YOUR INSTRUCTIONS =
Output all of the records again, exactly as written.

DATA =
PR #4966, opened 2021-06-01
interface: fix issues with dm-hook release

liam-fitzgerald:
After thorough testing, it would appear we cannot just kick subs and cleanup after ourselves immediately, due to potential latency in the DM counterparty processing the OTA. Instead, we set the hidden flag on metadata, with the intention of cleaning up the stale state at a later date instead. We could potentially cleanup old DMs as we establish their new counterparts? Also includes a merge of master, so that release is up to date.


tacryt-socryp:
Could you merge master into the release branch then retarget this to it? It will make the diff easier to read.

tacryt-socryp (approved):
Only reviewing the changes you've made since merging in master. LGTM.

PR #4970, opened 2021-06-01
graph-push-hook: disable proxying of DM updates

liam-fitzgerald:
Prevents messages from being dropped during the OTA, when there's a mismatch in deployed versions between host and subscriber.


tacryt-socryp (approved):
LGTM

PR #4973, opened 2021-06-02
interface: deploy omnibus

liam-fitzgerald:
Anything I'm missing?

### DIFF
--- a/pkg/btc-wallet/src/index.js
+++ b/pkg/btc-wallet/src/index.js
@@ -8,7 +8,7 @@ import './css/indigo-static.css';
 import './css/fonts.css';
 import './css/custom.css';
 
-// rebuild x2
+// rebuild x3
 
 window.NETWORK = 'testnet'; // 'bitcoin'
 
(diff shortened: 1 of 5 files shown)


matildepark:
I believe the sidebar colours were more graduated before our merge conflict. You may need to look at the repo state before we resolved and see how we did that? I’m unsure how it regressed.

matildepark:
Also your rebuild commit’s contents are already on next userspace so it’ll choke the glob build.

pkg/btc-wallet/src/index.js
```diff
@@ -8,7 +8,7 @@ import './css/indigo-static.css';
 import './css/fonts.css';
 import './css/custom.css';
 
-// rebuild x2
+// rebuild x3
```
liam-fitzgerald, line 11: @matildepark it's changed, even if it doesn't make it to the built JS, it'll end up in the source map, which means the glob hash will be new.

matildepark (approved):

SOLUTION TO THE EXERCISE =
PR #4966, opened 2021-06-01
interface: fix issues with dm-hook release

liam-fitzgerald:
After thorough testing, it would appear we cannot just kick subs and cleanup after ourselves immediately, due to potential latency in the DM counterparty processing the OTA. Instead, we set the hidden flag on metadata, with the intention of cleaning up the stale state at a later date instead. We could potentially cleanup old DMs as we establish their new counterparts? Also includes a merge of master, so that release is up to date.


tacryt-socryp:
Could you merge master into the release branch then retarget this to it? It will make the diff easier to read.

tacryt-socryp (approved):
Only reviewing the changes you've made since merging in master. LGTM.

PR #4970, opened 2021-06-01
graph-push-hook: disable proxying of DM updates

liam-fitzgerald:
Prevents messages from being dropped during the OTA, when there's a mismatch in deployed versions between host and subscriber.


tacryt-socryp (approved):
LGTM

PR #4973, opened 2021-06-02
interface: deploy omnibus

liam-fitzgerald:
Anything I'm missing?

### DIFF
--- a/pkg/btc-wallet/src/index.js
+++ b/pkg/btc-wallet/src/index.js
@@ -8,7 +8,7 @@ import './css/indigo-static.css';
 import './css/fonts.css';
 import './css/custom.css';
 
-// rebuild x2
+// rebuild x3
 
 window.NETWORK = 'testnet'; // 'bitcoin'
 
(diff shortened: 1 of 5 files shown)


matildepark:
I believe the sidebar colours were more graduated before our merge conflict. You may need to look at the repo state before we resolved and see how we did that? I’m unsure how it regressed.

matildepark:
Also your rebuild commit’s contents are already on next userspace so it’ll choke the glob build.

pkg/btc-wallet/src/index.js
```diff
@@ -8,7 +8,7 @@ import './css/indigo-static.css';
 import './css/fonts.css';
 import './css/custom.css';
 
-// rebuild x2
+// rebuild x3
```
liam-fitzgerald, line 11: @matildepark it's changed, even if it doesn't make it to the built JS, it'll end up in the source map, which means the glob hash will be new.

matildepark (approved):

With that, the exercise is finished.